Specific casualty figures were not immediately available from the fire at the bar called bar called Le Constellation.

Beatrice Pilloud, attorney general of the Valais Canton, said it was too early to determine the cause of the fire. Experts have not yet been able to go inside the wreckage.

Police said they could not immediately be more precise about how many people had been killed in the blaze.

The injured were so numerous that the intensive care unit and operating theater at the regional hospital quickly hit full capacity, according to regional councilor Mathias Rénard.

Helicopters and ambulances rushed to the scene to assist victims, including some from different countries, officials said.

“We are devastated,” Frédéric Gisler, commander of the Valais Cantonal police, said during a news conference.

The municipality had banned New Year’s Eve fireworks due to lack of rainfall in the past month, according to its website.

In a region busy with tourists skiing on the slopes, the authorities have called on the local population to show caution in the coming days to avoid any accidents that could require medical resources that are already overwhelmed.

The community is in the heart of the Swiss Alps, just 40 kilometers (25 miles) north of the Matterhorn, one of the most famous Alpine peaks, and 130 kilometers (81 miles) south of Zurich.

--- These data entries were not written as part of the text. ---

PR #1509, opened 2026-06-24
Stream CloudFetch chunk decompression to bound memory and prevent OOM on large results

### LINKED ISSUE #1508: [BUG]In 3.x versions fetch size is ignored resulting in out-of-memory when downloading query results
**Describe the bug**
When using the 3.x versions of the Databricks JDBC driver, we encountered an issue where the the heap was exhausted. This didn't happen in the 2.x versions of the driver.

**To Reproduce**
Roughly the steps are:  

1. to create a volume table with spoofed data
2. run the following test program to download from that table (passing in the table location as an argument)
3. see that the test succeeds with 2.8.1 and fails with 3.4.1

To spoof the table:
```
CREATE TABLE delta.`/Volumes/<PLACEHOLDER_PATH>/delete_me_12345` AS
  SELECT
    cast(rand() as STRING) AS col1,
    rand() AS col2,
    rand() AS col3,
    rand() AS col4,
    rand() AS col5,
    current_date() AS col6,
    rand() AS col7,
    (rand() > 0.5) AS col8,
    rand() AS col9,
    rand() AS col10,
    rand() AS col11,
    cast(rand() * 100 as BIGINT) AS col12,
    rand() AS col13,
    cast(rand() as STRING) AS col14,
    timestampadd(SECOND, cast(rand() * 3600 as INT), now()) AS col15,
    timestampadd(SECOND, cast(rand() * 3600 as INT), now()) AS col16,
    cast(rand() as STRING) AS col17,
    cast(rand() as STRING) AS col18,
    (rand() > 0.5) AS col19,
    cast(rand() as STRING) AS col20,
    cast(rand() as STRING) AS col21,
    cast(rand() as STRING) AS col22,
    cast(rand() as STRING) AS col23,
    cast(rand() as STRING) AS col24,
    cast(rand() as STRING) AS col25,
    cast(rand() as STRING) AS col26
  FROM range(169769)
```

Create the following OomReproducer.java file:
```
import java.sql.*;

/**
 * Streams every row from a Databricks volume table and prints memory usage per batch.
 *
 * Usage: see run.sh
 */
public class OomReproducer {

    public static void main(String[] args) throws Exception {
        String host          = require("host");
        String warehouseId   = require("warehouseId");
        String token         = require("token");
        String tableName     = require("tableName");
        int    batchSize     = Integer.parseInt(System.getProperty("batchSize", "1000"));
        boolean enableArrow  = Boolean.parseBoolean(System.getProperty("enableArrow", "false"));
        // oauth: embed token via AuthMech=11 (2.x drivers); pat: pass as JDBC password (3.x+)
        boolean oauthMode    = "oauth".equals(System.getProperty("authMode", "pat"));

        String arrow   = enableArrow ? "" : ";EnableArrow=0";
        String baseUrl = "jdbc:databricks://" + host + ":443;HttpPath=/sql/1.0/warehouses/" + warehouseId + arrow;
        String jdbcUrl = oauthMode ? baseUrl + ";AuthMech=11;Auth_Flow=0;Auth_AccessToken=" + token : baseUrl;

        System.out.println("Driver version : " + driverVersion());
        System.out.println("JDBC URL       : " + baseUrl + (oauthMode ? ";AuthMech=11;Auth_Flow=0;Auth_AccessToken=<redacted>" : ""));
        System.out.println("Auth mode      : " + (oauthMode ? "oauth (AuthMech=11)" : "pat (password)"));
        System.out.println("Table          : " + tableName);
        System.out.println("Batch size     : " + batchSize);
        System.out.println("EnableArrow    : " + enableArrow);
        System.out.println("Max heap       : " + (Runtime.getRuntime().maxMemory() / 1024 / 1024) + " MB");
        System.out.println();

        Runtime rt = Runtime.getRuntime();
        long startMs = System.currentTimeMillis();

        Connection conn = oauthMode
            ? DriverManager.getConnection(jdbcUrl)
            : DriverManager.getConnection(jdbcUrl, "token", token);
        try (conn) {
            System.out.printf("[%5ds] Connected          heap used: %d MB%n", elapsed(startMs), usedMb(rt));

            PreparedStatement ps = conn.prepareStatement("SELECT * FROM IDENTIFIER(?)", ResultSet.TYPE_FORWARD_ONLY, ResultSet.CONCUR_READ_ONLY);
            ps.setString(1, tableName);
            ps.setFetchSize(batchSize);

            System.out.printf("[%5ds] Executing query   heap used: %d MB%n", elapsed(startMs), usedMb(rt));
            ResultSet rs = ps.executeQuery();
            System.out.printf("[%5ds] Query returned    heap used: %d MB%n", elapsed(startMs), usedMb(rt));

            long rows   = 0;
            long peakMb = usedMb(rt);

            while (rs.next()) {
                rows++;
                if (rows % batchSize == 0) {
                    long mb = usedMb(rt);
                    if (mb > peakMb) peakMb = mb;
                    System.out.printf("[%5ds] rows: %,8d    heap used: %d MB%n", elapsed(startMs), rows, mb);
                }
            }

            System.out.printf("%n[%5ds] DONE  total rows: %,d    peak heap: %d MB%n",
                elapsed(startMs), rows, peakMb);
        }
    }

    private static String require(String prop) {
        String v = System.getProperty(prop);
        if (v == null) {
            System.err.println("Missing required property: -D" + prop + "=...");
            System.err.println("See run.sh for usage.");
            System.exit(1);
        }
        return v;
    }

    private static long usedMb(Runtime rt) {
        return (rt.totalMemory() - rt.freeMemory()) / 1024 / 1024;
    }

    private static long elapsed(long startMs) {
        return (System.currentTimeMillis() - startMs) / 1000;
    }

    private static String driverVersion() {
        try {
            return Class.forName("com.databricks.client.jdbc.Driver")
                        .getPackage().getImplementationVersion();
        } catch (ClassNotFoundException e) {
            return "(unknown)";
        }
    }
}
```

Create the run.sh script:
```
#!/usr/bin/env bash
# Run the OOM reproducer against a Databricks table.
#
# Usage:
#   ./run.sh <driver-version> <max-heap> [extra -D flags...]
#
# Required -D flags (pass after driver version):
#   -Dhost=adb-XXXXX.databricks.com
#   -DwarehouseId=XXXXXXXXXXXXXXXX
#   -Dtoken=dapiXXXXXXXXXXXXXXXX
#   -DtableName=delta.\`/Volumes/.../myTable\`
#
# Optional -D flags:
#   -DbatchSize=1000              (default 1000)
#   -DenableArrow=false           (default false)
#
# Examples — compare driver versions against the same table:
#   ./run.sh 2.8.1 128m -Dhost=... -DwarehouseId=... -Dtoken=... -DtableName=...
#   ./run.sh 3.4.1 128m -Dhost=... -DwarehouseId=... -Dtoken=... -DtableName=...
#
# Flip arrow mode on/off:
#   ./run.sh 2.8.1 -DenableArrow=true ...

set -euo pipefail

DRIVER_VERSION="${1:?first arg must be driver version, e.g. 2.8.1}"
HEAP="${2:?second arg must be max heap, e.g. 512m}"
shift 2

JAR="databricks-jdbc-${DRIVER_VERSION}.jar"
MAVEN_URL="https://repo1.maven.org/maven2/com/databricks/databricks-jdbc/${DRIVER_VERSION}/${JAR}"

if [[ ! -f "$JAR" ]]; then
    echo "Downloading ${JAR}..."
    curl -fSL "$MAVEN_URL" -o "$JAR"
fi

# Older 2.x drivers require OAuth tokens to be embedded in the URL via AuthMech=11;
# newer drivers accept them as a standard JDBC password.
DRIVER_MAJOR="${DRIVER_VERSION%%.*}"
if [[ "$DRIVER_MAJOR" == "2" ]]; then
    AUTH_FLAG="-DauthMode=oauth"
else
    AUTH_FLAG="-DauthMode=pat"
fi

echo "Compiling..."
javac -cp "$JAR" OomReproducer.java

echo "Running (heap=${HEAP}, driver=${DRIVER_VERSION})..."
echo "---"
java -Xmx"${HEAP}" -cp ".:${JAR}" "$AUTH_FLAG" "$@" OomReproducer
```

Acquire your token 
`databricks auth token --host <PLACEHOLDER host name>`

Run against the 2.8.1 driver version:
```
./run.sh 2.8.1 128m -Dhost=PLACEHOLDER -DwarehouseId=PLACEHOLDER -Dtoken=PLACEHOLDER -DtableName="delta.\`/Volumes/<PLACEHOLDER_PATH>/delete_me_12345\`"
```

Run against the 3.4.1 driver version:
```
./run.sh 3.4.1 128m -Dhost=PLACEHOLDER -DwarehouseId=PLACEHOLDER -Dtoken=PLACEHOLDER -DtableName="delta.\`/Volumes/<PLACEHOLDER_PATH>/delete_me_12345\`"
```

**Expected behavior**
It is expected that running against the 3.4.1 driver version will succeed like it does for 2.8.1. 
The actual result is that the 3.4.1 version has a failure like so:
```
[    2s] Connected          heap used: 17 MB
[    2s] Executing query   heap used: 18 MB
[    4s] Query returned    heap used: 26 MB
Exception in thread "main" com.databricks.jdbc.exception.DatabricksSQLException: Failed to ready chunk
	at com.databricks.jdbc.api.impl.arrow.AbstractRemoteChunkProvider.getChunk(AbstractRemoteChunkProvider.java:176)
	at com.databricks.jdbc.api.impl.arrow.ArrowStreamResult.next(ArrowStreamResult.java:286)
	at com.databricks.jdbc.api.impl.DatabricksResultSet.next(DatabricksResultSet.java:338)
	at OomReproducer.main(OomReproducer.java:53)
Caused by: com.databricks.jdbc.exception.DatabricksSQLException: Download failed for chunk index 0
	at com.databricks.jdbc.api.impl.arrow.ChunkDownloadTask.call(ChunkDownloadTask.java:135)
	at com.databricks.jdbc.api.impl.arrow.ChunkDownloadTask.call(ChunkDownloadTask.java:16)
	at java.base/java.util.concurrent.FutureTask.run(FutureTask.java:317)
	at java.base/java.util.concurrent.ThreadPoolExecutor.runWorker(ThreadPoolExecutor.java:1144)
	at java.base/java.util.concurrent.ThreadPoolExecutor$Worker.run(ThreadPoolExecutor.java:642)
	at java.base/java.lang.Thread.run(Thread.java:1583)
Caused by: java.lang.OutOfMemoryError: Java heap space
	at java.base/java.util.ArrayList.iterator(ArrayList.java:1029)
	at com.databricks.internal.apache.commons.io.output.AbstractByteArrayOutputStream.toByteArrayImpl(AbstractByteArrayOutputStream.java:199)
	at com.databricks.internal.apache.commons.io.output.UnsynchronizedByteArrayOutputStream.toByteArray(UnsynchronizedByteArrayOutputStream.java:174)
	at com.databricks.internal.apache.commons.io.IOUtils.toByteArray(IOUtils.java:2711)
	at com.databricks.jdbc.api.impl.arrow.ArrowResultChunk.downloadData(ArrowResultChunk.java:91)
	at com.databricks.jdbc.api.impl.arrow.ChunkDownloadTask.call(ChunkDownloadTask.java:71)
	at com.databricks.jdbc.api.impl.arrow.ChunkDownloadTask.call(ChunkDownloadTask.java:16)
	at java.base/java.util.concurrent.FutureTask.run(FutureTask.java:317)
	at java.base/java.util.concurrent.ThreadPoolExecutor.runWorker(ThreadPoolExecutor.java:1144)
	at java.base/java.util.concurrent.ThreadPoolExecutor$Worker.run(ThreadPoolExecutor.java:642)
	at java.base/java.lang.Thread.runWith(Thread.java:1596)
	... 1 more
```

 - OS: MacOS
 - Java version 21.0.11
 - Java vendor Temurin

msrathore-db:
## Summary

Fixes #1508.

Downloading a large query result via CloudFetch on the 3.x driver could exhaust the JVM heap and throw `java.lang.OutOfMemoryError: Java heap space` (surfaced as `Failed to ready chunk` / `Download failed for chunk index 0`), where the 2.x driver succeeded at the same heap. This was a 2.x → 3.x regression.

## Root cause

The `OutOfMemoryError` is on-heap. Each chunk was decompressed by materializing the **entire decompressed Arrow payload into an on-heap `byte[]`** (several times the compressed size) before parsing. With up to `cloudFetchThreadPoolSize` (default 16) chunks decompressing in parallel, transient on-heap usage scaled with download concurrency rather than with available heap.

(The parsed Arrow vectors themselves are off-heap, so they were not the cause — the transient on-heap decompression buffers were.)

## Fix

**Streamed decompression.** Decompression is now streamed directly into the Arrow reader via `DecompressionUtil.decompressToInputStream` (a lazy `LZ4FrameInputStream`), so the decompressed payload is never materialized on-heap alongside the compressed bytes. Peak per-chunk on-heap cost drops from `compressed + full-decompressed` to `compressed + one LZ4 block`. Chunks are still downloaded, decompressed, and parsed in parallel ahead of consumption — throughput is unaffected.

This is the same `LZ4FrameInputStream` the 2.x Simba driver feeds its decompression through; this change simply pipes it into Arrow instead of buffering the output.

### For constrained heaps

If a workload still hits OOM on a very small heap (many concurrent chunks × per-chunk cost), lower the existing **`cloudFetchThreadPoolSize`** connection property (default 16) to reduce the number of chunks buffered concurrently — this is the memory-vs-throughput lever. No new connection property is introduced.

## Scope note

An earlier revision of this PR also added an in-memory byte-budget scheduler (`cloudFetchMaxBytesInMemory`). It was **removed** after testing showed it was redundant with the existing `cloudFetchThreadPoolSize` limit and its heuristic default did not reliably bind (the manifest reports compressed size, while the OOM is driven by decompressed + parse transients). Streaming decompression is the robust fix; concurrency is already tunable via `cloudFetchThreadPoolSize`.

## Testing

Verified against a SQL warehouse on the issue's 26-column, 169,769-row repro table:

- **Memory:** the unpatched 3.x driver OOMs at `-Xmx128m`; the patched driver streams the full result at `-Xmx128m` (peak ~99 MB), and down to `-Xmx48m` with `cloudFetchThreadPoolSize=1` (peak ~42 MB) — below where the 2.7.5 / 2.8.1 Simba drivers OOM.
- **Correctness:** a cell checksum over the full result is **byte-identical** between the patched driver, the unpatched driver, and the 2.7.5 / 2.8.1 Simba drivers, across SEA/Thrift paths, the LZ4_FRAME and NONE codecs, complex types (struct/array/map, decimal, binary, NULLs), and heap sizes — no truncation or corruption. Verified with a position-sensitive (ordered, chained) row digest.
- **Unit tests:** added streaming-decompression coverage (LZ4 frame + NONE) in `DecompressionUtilTest`; the `jdbc-core` unit suite passes.

NO_CHANGELOG=true

### DIFF
--- a/src/main/java/com/databricks/jdbc/common/util/DecompressionUtil.java
+++ b/src/main/java/com/databricks/jdbc/common/util/DecompressionUtil.java
@@ -53,11 +53,24 @@ public class DecompressionUtil {
     }
   }
 
-  public static InputStream decompressToStream(
+  /**
+   * Returns a stream that decompresses {@code compressedInput} lazily as it is read, so the full
+   * decompressed payload is never materialized alongside the compressed bytes. Only LZ4_FRAME is
+   * wrapped in a decompressing decorator; a {@code null}/NONE codec returns the raw bytes as-is.
+   *
+   * <p>Any {@link IOException} from constructing the LZ4 decoder propagates to the caller ({@code
+   * ArrowResultChunk.downloadData}), which handles it as a chunk-processing failure — the same
+   * terminal path as any other decompression error.
+   */
+  public static InputStream decompressToInputStream(
       byte[] compressedInput, CompressionCodec compressionCodec, String context)
-      throws DatabricksSQLException {
-    byte[] uncompressed = decompress(compressedInput, compressionCodec, context);
-    return new ByteArrayInputStream(uncompressed);
+      throws IOException {
+    if (compressionCodec == CompressionCodec.LZ4_FRAME) {
+      LOGGER.debug("Streaming LZ4 Frame decompression. Context: {}", context);
+      return new LZ4FrameInputStream(new ByteArrayInputStream(compressedInput));
+    }
+    // null / NONE codec: no decompression needed.
+    return new ByteArrayInputStream(compressedInput);
   }
 
   public static InputStream decompress(
--- a/src/main/java/com/databricks/jdbc/api/impl/arrow/ArrowResultChunk.java
+++ b/src/main/java/com/databricks/jdbc/api/impl/arrow/ArrowResultChunk.java
@@ -101,15 +101,16 @@ public class ArrowResultChunk extends AbstractArrowResultChunk {
           chunkLink.getExternalLink(),
           speedThreshold);
 
-      // Decompress (if needed) and parse
+      // Decompress and parse. The decompression is streamed straight into the Arrow reader so the
+      // full decompressed payload is never materialized on-heap alongside the compressed bytes.
       long decompressStart = System.nanoTime();
       try {
         String ctx =
             String.format(
                 "Data decompression for chunk index [%d] and statement [%s]",
                 this.chunkIndex, this.statementId);
-        InputStream data = DecompressionUtil.decompressToStream(compressed, compressionCodec, ctx);
-        initializeData(data);
+        initializeData(
+            DecompressionUtil.decompressToInputStream(compressed, compressionCodec, ctx));
       } catch (Exception e) {
         handleFailure(e, ChunkStatus.PROCESSING_FAILED);
       }
--- a/src/test/java/com/databricks/jdbc/common/util/DecompressionUtilTest.java
+++ b/src/test/java/com/databricks/jdbc/common/util/DecompressionUtilTest.java
@@ -40,6 +40,49 @@ public class DecompressionUtilTest {
   }
 
   @Test
+  public void testDecompressToInputStreamLZ4Frame() throws Exception {
+    byte[] uncompressed = INITIAL_STRING.getBytes();
+    ByteArrayOutputStream out = new ByteArrayOutputStream();
+    try (LZ4FrameOutputStream lz4 = new LZ4FrameOutputStream(out)) {
+      lz4.write(uncompressed);
+    }
+    InputStream resultStream =
+        DecompressionUtil.decompressToInputStream(
+            out.toByteArray(), CompressionCodec.LZ4_FRAME, CONTEXT);
+    assertTrue(
+        IOUtils.contentEquals(resultStream, new ByteArrayInputStream(uncompressed)),
+        "Streaming decompression should yield the original bytes");
+  }
+
+  @Test
+  public void testDecompressToInputStreamNoneReturnsRawBytes() throws Exception {
+    byte[] raw = INITIAL_STRING.getBytes();
+    InputStream resultStream =
+        DecompressionUtil.decompressToInputStream(raw, CompressionCodec.NONE, CONTEXT);
+    assertTrue(IOUtils.contentEquals(resultStream, new ByteArrayInputStream(raw)));
+  }
+
+  @Test
+  public void testDecompressToInputStreamNullCodecReturnsRawBytes() throws Exception {
+    // A null codec is treated as no compression: the raw bytes are returned unchanged.
+    byte[] raw = INITIAL_STRING.getBytes();
+    InputStream resultStream = DecompressionUtil.decompressToInputStream(raw, null, CONTEXT);
+    assertTrue(IOUtils.contentEquals(resultStream, new ByteArrayInputStream(raw)));
+  }
+
+  @Test
+  public void testDecompressToInputStreamMalformedLz4FailsOnRead() throws Exception {
+    // LZ4FrameInputStream validates the frame lazily as it is read, so decompressToInputStream
+    // returns the streaming decorator successfully and the IOException surfaces on read. The
+    // caller (ArrowResultChunk.downloadData) catches it and routes it through handleFailure.
+    byte[] notLz4 = "this-is-not-a-valid-lz4-frame-payload".getBytes();
+    InputStream resultStream =
+        DecompressionUtil.decompressToInputStream(notLz4, CompressionCodec.LZ4_FRAME, CONTEXT);
+    assertNotNull(resultStream, "A streaming decorator should be returned before any read");
+    assertThrows(IOException.class, () -> IOUtils.toByteArray(resultStream));
+  }
+
+  @Test
   public void testDecompressLZ4FrameSkipsCompression() throws Exception {
     assertEquals(
         decompressionUtil.decompress(compressedInputStream, CompressionCodec.NONE, CONTEXT),


src/main/java/com/databricks/jdbc/api/impl/arrow/incubator/RemoteChunkProviderV2.java
```diff
@@ -111,11 +111,13 @@ protected ArrowResultChunkV2 createChunk(
    */
   @Override
   public void downloadNextChunks() throws DatabricksSQLException {
-    while (!isClosed
-        && nextChunkToDownload < chunkCount
-        && totalChunksInMemory < allowedChunksInMemory) {
+    while (!isClosed && nextChunkToDownload < chunkCount) {
       ArrowResultChunkV2 chunk = chunkIndexToChunksMap.get(nextChunkToDownload);
+      if (!canScheduleChunkDownload(chunk.getChunkSizeInBytes())) {
```
gopalldb: will it get attempted again?

src/main/java/com/databricks/jdbc/common/util/DecompressionUtil.java
```diff
@@ -60,6 +60,35 @@ public static InputStream decompressToStream(
     return new ByteArrayInputStream(uncompressed);
   }
 
+  /**
+   * Returns a stream that decompresses {@code compressedInput} lazily as it is read, so the full
+   * decompressed payload is never materialized alongside the compressed bytes.
+   */
+  public static InputStream decompressToInputStream(
```
gopalldb, line 65: Had added similar handling: https://github.com/databricks/databricks-jdbc/pull/1470/changes#diff-b1b86f2824a50564183d80c1022f233ecb2c960037b6a51f59dbac4f72fe7f91

gopalldb:
⚠️ [MAJOR] Byte budget silently inert when chunk sizes are unknown (0), disabling OOM protection
Line 331 | bug | logical_claude_agent | [1/3 Claude flagged]

In-memory byte budget is silently disabled whenever chunk sizes are unknown (0). chunkSizeInBytes defaults to 0 when the SEA manifest reports a null getByteCount() (ArrowResultChunk.java:222-223) or when the Thrift getBytesNum() is unset (line 256). With 0-sized chunks, totalBytesInMemory never grows, so canScheduleChunkDownload (AbstractRemoteChunkProvider.java:331-334) only ever enforces the count limit and the byte budget this PR adds is inactive. On exactly the large-result workloads where byte sizes may be missing, the heap bound silently does not apply, reintroducing the OOM the PR targets.

gopalldb:
Mostly LG, some minor comments

src/main/java/com/databricks/jdbc/api/impl/arrow/incubator/RemoteChunkProviderV2.java
msrathore-db: Yes. When `canScheduleChunkDownload(...)` returns false we `break` without advancing `nextChunkToDownload`, so the chunk is deferred, not dropped. `downloadNextChunks()` is re-invoked from `releaseChunk()` every time a consumed chunk frees budget, and it retries the same `nextChunkToDownload`. The always-allow-one rule (`totalChunksInMemory == 0`) guarantees forward progress even if a single chunk is larger than the whole budget. I've added a comment at the `break` documenting this.

src/main/java/com/databricks/jdbc/common/util/DecompressionUtil.java
msrathore-db: Good catch — #1470's `decompressLazy` and this `decompressToInputStream` are the same idea: wrap the compressed bytes in `LZ4FrameInputStream` and let the Arrow reader pull decompressed bytes lazily instead of materializing the full payload. Since #1470 is still open (and stacked on #1468), I didn't want to introduce a merge dependency here. Proposal: whichever lands first, the other consolidates onto the single shared helper — they're behaviourally identical so the merge is trivial. Happy to be the one to converge.

(Side note from testing: `LZ4FrameInputStream` already reads concatenated LZ4 frames on demand, so this also covers the >2 GB-decompressed case without a custom multi-frame reader.)

msrathore-db:
Fixed. You're right: with `chunkSizeInBytes == 0` (SEA `getByteCount()` null / Thrift `getBytesNum()` unset) `totalBytesInMemory` never grew, so `canScheduleChunkDownload` enforced only the count limit and the byte budget was inert.

I added `effectiveChunkSizeInBytes()` in `AbstractRemoteChunkProvider`, which charges a size-less chunk a conservative fallback estimate (`UNKNOWN_CHUNK_SIZE_ESTIMATE_BYTES`), applied symmetrically on reserve (both `RemoteChunkProvider` and `RemoteChunkProviderV2`) and release, so the budget stays active. Added `testUnknownChunkSizeStillConsumesBudget`, which asserts a size-less chunk still consumes budget (previously inert).

One honest caveat worth flagging: the budget charges the manifest's (compressed) `byteCount`, which under-counts the real per-chunk on-heap footprint (compressed buffer + Arrow parse transients). On narrow results this fix + streaming decompression comfortably resolves #1508 (verified: streams the repro table at `-Xmx48m`, where unpatched 3.x and even 2.7.5/2.8.1 OOM). On very wide/many-chunk results the *default* budget can still be too loose and rely on `cloudFetchMaxBytesInMemory` being tuned down. I think tightening the default (or charging a decompressed-size estimate) is worth a follow-up rather than expanding this PR — open to your preference.

gopalldb (approved):

gopalldb:
📄 src/main/java/com/databricks/jdbc/common/util/DecompressionUtil.java

💡 [MINOR] Possibly unused decompressToStream after switch to decompressToInputStream
Line 60 | style | deadcode_claude_agent

Potentially dead method — This PR replaces the ArrowResultChunk call site from DecompressionUtil.decompressToStream(...) (removed line 111 in ArrowResultChunk.java) to the new DecompressionUtil.decompressToInputStream(...). If decompressToStream had no other callers, it is now unused.

---
📄 src/main/java/com/databricks/jdbc/api/impl/arrow/StreamingChunkProvider.java

⚠️ [MAJOR] Byte budget not applied to StreamingChunkProvider, leaving its OOM path open
Line 48 | bug | logical_claude_agent

PR's byte-budget bound is missing from StreamingChunkProvider. The PR description states the in-memory byte budget applies to both RemoteChunkProvider and StreamingChunkProvider, but StreamingChunkProvider (StreamingChunkProvider.java:48) implements ChunkProvider directly and does not extend AbstractRemoteChunkProvider, so it inherits none of the new gating (maxBytesInMemory, canScheduleChunkDownload, totalBytesInMemory). Its triggerDownloads() (lines 504-530) schedules downloads bounded only by the chunk count maxChunksInMemory (line 509). As a result, when this provider is selected (constructed in ArrowStreamResult.java:121/202), up to maxChunksInMemory large chunks can be downloaded and decompressed concurrently with no byte cap — the exact heap-exhaustion (OOM) scenario the PR set out to fix remains open for this path, and the PR description overstates coverage.

---
📄 src/main/java/com/databricks/jdbc/api/impl/arrow/incubator/RemoteChunkProviderV2.java

💡 [MINOR] In-memory budget charged before throwing link fetch in RemoteChunkProviderV2.downloadNextChunks leaks on failure
Line 123 | bug | logical_claude_agent

Byte/count budget charged before a throwing link fetch, leaked on error. In RemoteChunkProviderV2.downloadNextChunks(), totalChunksInMemory++ and the PR-added totalBytesInMemory += chunkSizeInBytes (lines 123-124) run before the linkDownloadService.getLinkForChunk(...).get() block (lines 125-142). That block re-throws DatabricksSQLException on ExecutionException/InterruptedException, exiting downloadNextChunks() before nextChunkToDownload++ (line 144). The reserved count and bytes are never reconciled on this path — a link-fetch failure leaves the budget over-charged for a chunk that was never scheduled. Unlike RemoteChunkProvider (lines 128-132), which increments only after a successful submit(), V2 reserves budget before the fallible operation. If scheduling continues after such a failure, the inflated totals can throttle or block further downloads.

msrathore-db:
Heads-up on a scope change (force-pushed): I've **removed the in-memory byte-budget** (`cloudFetchMaxBytesInMemory`) and reduced this PR to **streaming decompression only**.

Why: real-warehouse testing showed the byte budget was redundant with the existing `cloudFetchThreadPoolSize` limit, and its default couldn't reliably bind — the manifest's `byteCount` is the *compressed* size, whereas the OOM is driven by the *decompressed + Arrow-parse* transients (~10–20×), so a compressed-bytes budget large enough to not throttle normal queries never engaged on the wide-result case anyway. Streaming decompression is the robust fix; for constrained heaps, `cloudFetchThreadPoolSize` (already a connection property) is the memory/throughput lever.

This makes the two earlier review comments obsolete:
- the `decompressToInputStream` vs #1470 `decompressLazy` duplication — still one shared helper worth consolidating whenever the two land, but no longer entangled with budget code; and
- the size-0 byte-budget concern — moot, as there is no byte budget.

Verified byte-identical results (SEA/Thrift, LZ4/NONE, complex types, multiple heaps) vs unpatched and the 2.7.5/2.8.1 Simba drivers.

The highest point of Crans-Montana, with a population of 10,000 residents, sits at an elevation of nearly 3,000 meters (1.86 miles), according to the municipality’s website, which says officials are seeking to move away from a tourist culture and attract high-tech research and development.

The municipality was formed only nine years ago, on Jan. 1, 2017, when multiple towns merged. It extends over 590 hectares (2.3 square miles) from the Rhône Valley to the Plaine Morte glacier.